Wiskott-Aldrich Syndrome: a description of the disease

Wiskott-Aldrich syndrome refers to hereditary ailments that only boys suffer from. It appears already in early childhood and, as a rule, leads to death in five to ten years.

This disease was first described in 1937 by the German pediatrician Viscott. He observed it from three siblings, who suffered from persistent bloody diarrhea, eczema and constant ear inflammation, although the four sisters were absolutely healthy. Already in 1954, an American pediatrician named Aldrich established that the disease is inherited as an X-linked recessive trait.

The disease is transmitted to boys, and the carriers of the mutating chromosome are women. The geographical factor is not affected by the prevalence of the problem.

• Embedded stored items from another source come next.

PR #2584, opened 2019-07-31
[CL] Bugfix dropped_item_ids

joboog:
Fixes as data I/O phreeqc-ogs


renchao-lu:
Good catch. Thanks. @joboog

endJunction:
A test would be great, because later someone could change the code and reintroduce the same bug.
If an existing test can be modified, that would be sufficient.

renchao-lu:
I will modify the existing KineticReactant Benchmark to add two more kinetic reactants, as I need to reuse the test.dat file Vanessa and you created instead of the revised_llnl.dat file anyway. @joboog

renchao-lu:
Done! 
1) Compressed the original thermodynamic database 
2) Modified the KineticReactant Benchmark for testing
Please cherry-pick the latest commit from my branch `feat_bugfix_CL` (https://github.com/renchao-lu/ogs6/tree/feat_bugfix_CL). @joboog

montoyav:
I have had a fast look, and I see that all the products are considered as "PHASES" which means immobile mass. Probably, this was the intention (and numerically is correct), but I think this is not clear from the benchmark description.

joboog:
@montoyav : there is no description for the test KineticReactant. Do not mix up with the test `KineticReactant_AllAsComponents` that is described on the webpage.

montoyav:
OK, I see. My mistake.

endJunction:
@renchao-lu When OK from your side, please rebase and merge.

Symptoms and course of the disease

Wiskott-Aldrich syndrome is associated with a decreased number of platelets. In the first years of life, the patient exhibits the following symptoms: poor blood clotting, uninterrupted eczema, bloody diarrhea. Subsequently, a primary immunodeficiency state is observed. Due to a lack of T and B lymphocytes, a person is susceptible to all sorts of viral and bacterial diseases. Immunodeficiency conditions in children provoke permanent inflammation of the middle ear, pneumonia, sinusitis, dropsy and many other serious diseases. In patients with this disease, the risk of oncology is much higher. It should be noted that adults are more likely to develop malignant neoplasms.

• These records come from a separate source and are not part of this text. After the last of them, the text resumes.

PR #2586, opened 2019-08-01
Expansion of GoCAD interface

rinkk:
Can now also parse GoCAD PLine data.

Also added a check if multiple data sets in the same file have the same name and if so append a UID, so files don't get overwritten on export.

### DIFF
--- a/Applications/FileIO/GocadIO/GocadAsciiReader.cpp
+++ b/Applications/FileIO/GocadIO/GocadAsciiReader.cpp
@@ -70,7 +70,7 @@ bool GocadAsciiReader::readFile(
     std::ifstream in(file_name.c_str());
     if (!in.is_open())
     {
-        ERR("GocadTSurfaceReader::readFile(): Could not open file %s.",
+        ERR("GocadAsciiReader::readFile(): Could not open file %s.",
             file_name.c_str());
         return false;
     }
@@ -190,7 +190,7 @@ MeshLib::Mesh* GocadAsciiReader::readData(std::ifstream& in,
         }
         else
         {
-            WARN("GocadTSurfaceReader::readMesh() - Unknown keyword found: %s",
+            WARN("GocadAsciiReader::readMesh() - Unknown keyword found: %s",
                  line.c_str());
         }
     }
@@ -371,7 +371,7 @@ bool GocadAsciiReader::parseLine(
         }
         else
         {
-            WARN("GocadTSurfaceReader::parseLine() - Unknown keyword found: %s", line.c_str());
+            WARN("GocadAsciiReader::parseLine() - Unknown keyword found: %s", line.c_str());
         }
     }
     ERR("%s", eof_error.c_str());
@@ -417,7 +417,7 @@ bool GocadAsciiReader::parseSurface(
         }
         else
         {
-            WARN("GocadTSurfaceReader::parseSurface() - Unknown keyword found: %s", line.c_str());
+            WARN("GocadAsciiReader::parseSurface() - Unknown keyword found: %s", line.c_str());
         }
     }
     ERR("%s", eof_error.c_str());
@@ -467,7 +467,7 @@ bool GocadAsciiReader::parseNodes(
         if (!(line.substr(0, 4) == "VRTX" || line.substr(0, 5) == "PVRTX" ||
               line.substr(0, 4) == "ATOM"))
         {
-            WARN("GocadTSurfaceReader::parseNodes() - Unknown keyword found: %s", line.c_str());
+            WARN("GocadAsciiReader::parseNodes() - Unknown keyword found: %s", line.c_str());
             continue;
         }
 
--- a/Applications/FileIO/GocadIO/GocadAsciiReader.cpp
+++ b/Applications/FileIO/GocadIO/GocadAsciiReader.cpp
@@ -13,10 +13,6 @@
 
 #include <fstream>
 
-#include <boost/uuid/uuid.hpp>
-#include <boost/uuid/uuid_generators.hpp>
-#include <boost/uuid/uuid_io.hpp>
-
 #include "Applications/FileIO/GocadIO/CoordinateSystem.h"
 #include "BaseLib/FileTools.h"
 #include "BaseLib/StringTools.h"
@@ -44,18 +40,16 @@ GocadAsciiReader::GocadAsciiReader(GocadDataType const t)
 /// another dataset with the same name exists.
 void checkMeshNames(std::vector<std::unique_ptr<MeshLib::Mesh>> const& meshes)
 {
-    boost::uuids::random_generator generator;
     std::size_t const n_meshes = meshes.size();
     for (std::size_t i=0; i<n_meshes; ++i)
     {
-        std::string name = meshes[i]->getName();
+        std::string const& name = meshes[i]->getName();
         for (std::size_t j=i+1; j<n_meshes; ++j)
         {
             if (meshes[j]->getName() == name)
             {
-                boost::uuids::uuid mesh_id = generator();
-                std::string id_str = boost::lexical_cast<std::string>(mesh_id);
-                meshes[i]->setName(name + "--" + id_str);
+                std::string const id_str = std::to_string(meshes[j]->getID());
+                meshes[i]->setName(name + "--importID-" + id_str);
                 break;
             }
         }
--- a/Applications/FileIO/GocadIO/GocadAsciiReader.cpp
+++ b/Applications/FileIO/GocadIO/GocadAsciiReader.cpp
@@ -28,7 +28,6 @@ namespace Gocad
 {
 namespace GocadAsciiReader
 {
-
 enum class NodeType
 {
     UNSPECIFIED,
@@ -98,8 +97,8 @@ bool skipToEND(std::ifstream& in)
 /// Checks if current line is a designated keyword for a GoCAD data set
 bool isKeyword(DataType const t, std::string const& line)
 {
-    std::size_t str_length = DataType2Str(t).length();
-    return (line.substr(0, str_length) == DataType2Str(t));
+    std::size_t str_length = dataType2String(t).length();
+    return (line.substr(0, str_length) == dataType2String(t));
 }
 
 /// Checks if a GoCAD data set begins at the current stream position.
@@ -217,14 +216,16 @@ bool parseProperties(std::ifstream& in,
             return true;
         }
 
-        // Currently all property parameters except array name and size are ignored.
+        // Currently all property parameters except array name and size are
+        // ignored.
         if (key == "ESIZES")
         {
             std::vector<std::string> prop_size = BaseLib::splitString(line);
 
             if (names.size() != prop_size.size())
             {
-                ERR("Error: Number of PROPERTY-names (%d) does not match number of ESIZES (%d)",
+                ERR("Error: Number of PROPERTY-names (%d) does not match "
+                    "number of ESIZES (%d)",
                     names.size(), prop_size.size());
                 return false;
             }
@@ -261,7 +262,8 @@ bool parseNodes(std::ifstream& in,
 {
     NodeType t = NodeType::UNSPECIFIED;
     double value;
-    std::vector<std::string> const array_names = mesh_prop.getPropertyVectorNames();
+    std::vector<std::string> const array_names =
+        mesh_prop.getPropertyVectorNames();
     std::streampos pos = in.tellg();
     std::string line;
     while (std::getline(in, line))
@@ -286,7 +288,8 @@ bool parseNodes(std::ifstream& in,
         if (!(line.substr(0, 4) == "VRTX" || line.substr(0, 5) == "PVRTX" ||
               line.substr(0, 4) == "ATOM"))
         {
-            WARN("GocadAsciiReader::parseNodes() - Unknown keyword found: %s", line.c_str());
+            WARN("GocadAsciiReader::parseNodes() - Unknown keyword found: %s",
+                 line.c_str());
             continue;
         }
 
@@ -314,7 +317,8 @@ bool parseNodes(std::ifstream& in,
             std::size_t ref_id;
             std::string keyword;
             sstr >> keyword >> new_id >> ref_id;
-            nodes.push_back(new MeshLib::Node(nodes[ref_id]->getCoords(), new_id));
+            nodes.push_back(
+                new MeshLib::Node(nodes[ref_id]->getCoords(), new_id));
         }
         node_id_map[nodes.back()->getID()] = nodes.size() - 1;
         pos = in.tellg();
@@ -330,7 +334,8 @@ bool parseLineSegments(std::ifstream& in,
                        std::map<std::size_t, std::size_t> const& node_id_map,
                        MeshLib::Properties& mesh_prop)
 {
-    MeshLib::PropertyVector<int>& mat_ids = *mesh_prop.getPropertyVector<int>(mat_id_name);
+    MeshLib::PropertyVector<int>& mat_ids =
+        *mesh_prop.getPropertyVector<int>(mat_id_name);
     int current_mat_id(0);
     if (!mat_ids.empty())
     {
@@ -406,7 +411,8 @@ bool parseLine(std::ifstream& in,
         {
             return true;
         }
-        WARN("GocadAsciiReader::parseLine() - Unknown keyword found: %s", line.c_str());
+        WARN("GocadAsciiReader::parseLine() - Unknown keyword found: %s",
+             line.c_str());
     }
     ERR("%s", eof_error.c_str());
     return false;
@@ -468,12 +474,11 @@ bool parseElements(std::ifstream& in,
 }
 
 /// Parses the surface information (nodes, triangles, properties)
-bool parseSurface(
-    std::ifstream& in,
-    std::vector<MeshLib::Node*>& nodes,
-    std::vector<MeshLib::Element*>& elems,
-    std::map<std::size_t, std::size_t>& node_id_map,
-    MeshLib::Properties& mesh_prop)
+bool parseSurface(std::ifstream& in,
+                  std::vector<MeshLib::Node*>& nodes,
+                  std::vector<MeshLib::Element*>& elems,
+                  std::map<std::size_t, std::size_t>& node_id_map,
+                  MeshLib::Properties& mesh_prop)
 {
     if (!parseNodes(in, nodes, node_id_map, mesh_prop))
     {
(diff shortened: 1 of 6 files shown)


Applications/FileIO/GocadIO/GocadAsciiReader.h
```diff
@@ -26,31 +26,44 @@ namespace FileIO
 {
 namespace Gocad
 {
-class GocadTSurfaceReader final
+
+enum class GOCAD_DATA_TYPE
```
endJunction:
```suggestion
enum class GocadDataType
```
Similar to the enums in MeshLib, for example: MeshElemType, CellType, MeshQualityType, etc.

Applications/FileIO/GocadIO/GocadAsciiReader.cpp
```diff
@@ -272,7 +340,45 @@ bool GocadTSurfaceReader::parseProperties(std::ifstream& in,
...
+    std::string line;
+    while (std::getline(in, line))
+    {
+        std::vector<std::string> str = BaseLib::splitString(line);
+        if (str[0] == "ILINE")
+        {
+            parseLine(in, nodes, elems, node_id_map, mesh_prop);
+            return true;
+        }
+        else if (line == "END")
```
endJunction: else after a return is not needed...

Applications/FileIO/GocadIO/GocadAsciiReader.cpp
```diff
@@ -27,11 +32,38 @@ namespace Gocad
...
+    for (std::size_t i=0; i<n_meshes; ++i)
+    {
+        std::string name = meshes[i]->getName();
+        for (std::size_t j=i+1; j<n_meshes; ++j)
+        {
+            if (meshes[j]->getName() == name)
+            {
+                boost::uuids::uuid mesh_id = generator();
+                std::string id_str = boost::lexical_cast<std::string>(mesh_id);
+                meshes[i]->setName(name + "--" + id_str);
```
endJunction: each mesh object has a globally unique id. See https://github.com/ufz/ogs/blob/master/MeshLib/Mesh.h#L41

Applications/FileIO/GocadIO/GocadAsciiReader.cpp
```diff
@@ -108,7 +160,21 @@ MeshLib::Mesh* GocadTSurfaceReader::readMesh(std::ifstream& in,
                 return nullptr;
             }
         }
-        else if (str[0] == "TFACE")
+        else if (type == GOCAD_DATA_TYPE::PLINE && str[0] == "ILINE")
```
endJunction: This is copy of the following if for TSURF. Please avoid code duplications.

Applications/FileIO/GocadIO/GocadAsciiReader.cpp
```diff
@@ -397,7 +504,62 @@ bool GocadTSurfaceReader::parseNodes(
...
 
-bool GocadTSurfaceReader::parseElements(
+bool GocadAsciiReader::parseLineSegments(
+    std::ifstream& in,
+    std::vector<MeshLib::Node*>& nodes,
+    std::vector<MeshLib::Element*>& elems,
+    std::map<std::size_t, std::size_t> const& node_id_map,
+    MeshLib::Properties& mesh_prop)
+{
+    std::string keyword;
```
endJunction: Please constrain variables to minimum possible scope.

Applications/FileIO/GocadIO/GocadAsciiReader.cpp
```diff
@@ -452,7 +614,7 @@ bool GocadTSurfaceReader::parseElements(
     return false;
 }
 
-bool GocadTSurfaceReader::skipModel3d(std::ifstream& in) const
+bool GocadAsciiReader::skipToEND(std::ifstream& in) const
```
endJunction:
```suggestion
bool GocadAsciiReader::skipToEnd(std::ifstream& in) const
```

Applications/FileIO/GocadIO/GocadAsciiReader.h
```diff
@@ -26,31 +26,44 @@ namespace FileIO
...
+    TSURF,
+    MODEL3D,
+    ALL
+};
+
+class GocadAsciiReader final
 {
 public:
     /**
      * Constructor takes as argument the Gocad .sg text file.
```
endJunction: Wrong comment. Default ctor does not take any arguments.

Applications/FileIO/GocadIO/GocadAsciiReader.h
```diff
@@ -26,31 +26,44 @@ namespace FileIO
...
-    explicit GocadTSurfaceReader();
+    explicit GocadAsciiReader();
+
+    explicit GocadAsciiReader(GOCAD_DATA_TYPE const t);
 
-    GocadTSurfaceReader(GocadTSurfaceReader&& src) = delete;
-    GocadTSurfaceReader(GocadTSurfaceReader const& src) = delete;
-    GocadTSurfaceReader& operator=(GocadTSurfaceReader&& rhs) = delete;
-    GocadTSurfaceReader& operator=(GocadTSurfaceReader const& rhs) = delete;
+    GocadAsciiReader(GocadAsciiReader&& src) = delete;
```
endJunction: Why are these `delete`d constructors/assignments needed?

Applications/Utils/FileConverter/GocadTSurfaceReader.cpp
```diff
@@ -51,21 +51,46 @@ int main(int argc, char* argv[])
...
+    cmd.add(export_lines_arg);
+
+    TCLAP::SwitchArg export_surfaces_arg(
+        "s", "surfaces-only",
+        "if set, only TSurf datasets will be parsed from the input file");
+    cmd.add(export_surfaces_arg);
+
     cmd.parse(argc, argv);
 
+    if (export_lines_arg.isSet() && export_surfaces_arg.isSet())
```
endJunction: Would it be possible to use tclap's functionality here? http://tclap.sourceforge.net/manual.html#XOR

endJunction:
clang-format

Applications/FileIO/GocadIO/GocadAsciiReader.cpp
```diff
@@ -27,11 +32,38 @@ namespace Gocad
...
+/// A GoCAD file may contain multiple datasets with the same name. To avoid
+/// conflicts when writing meshes, a unique id is appended to the mesh name if
+/// another dataset with the same name exists.
+void checkMeshNames(std::vector<std::unique_ptr<MeshLib::Mesh>> const& meshes)
 {
+    boost::uuids::random_generator generator;
+    std::size_t const n_meshes = meshes.size();
+    for (std::size_t i=0; i<n_meshes; ++i)
+    {
+        std::string name = meshes[i]->getName();
```
TomFischer: I think the copy is not necessary here. It should be possible to store a `std::string const&`.

Applications/FileIO/GocadIO/GocadAsciiReader.cpp
```diff
@@ -358,9 +467,7 @@ bool GocadTSurfaceReader::parseNodes(
         if (!(line.substr(0, 4) == "VRTX" || line.substr(0, 5) == "PVRTX" ||
               line.substr(0, 4) == "ATOM"))
         {
-            WARN(
-                "GocadTSurfaceReader::parseNodes() - Unknown keyword found: %s",
-                line.c_str());
+            WARN("GocadTSurfaceReader::parseNodes() - Unknown keyword found: %s", line.c_str());
```
TomFischer: GocadTSurfaceReaderb -> GocadAsciiReader?

Applications/FileIO/GocadIO/GocadAsciiReader.h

In patients with Viscota-Aldrich syndrome, very often only hemorrhagic syndrome is observed , which leads to incorrect diagnosis. In such cases, only after the DNA analysis, at which it is possible to identify the gene responsible for this syndrome, designate the right treatment.

Diagnostics

• A complete blood test to detect a decrease in the number of platelets.
• Study of the blood smear on the structural inferiority of platelets.
• Genetic analysis (performed to detect mutations in the gene responsible for the structure of the protein in the blood).
• Determination of the level of immunoglobulin.
• Conducting prenatal diagnosis to identify Wiskott-Aldrich syndrome in the early stages of pregnancy.
• The determination in blood of the level of the Wiskott-Aldrich protein.

Treatment

Unfortunately, modern science has not yet found a cure for this serious disease. It is known that platelets are destroyed in the spleen, therefore, in the patients who were diagnosed with the "Wiskott-Aldrich Syndrome", this organ was removed. And the patients began to feel much better. The constant transfusion of immunoglobulin and the administration of appropriate antibiotics also improves the general condition of the patient. At present, the introduction of healthy stem cells into the bone marrow is practiced. But while this method is carried out only experimentally. Also, couples who have had this syndrome in the family are advised to take all necessary tests before planning pregnancy.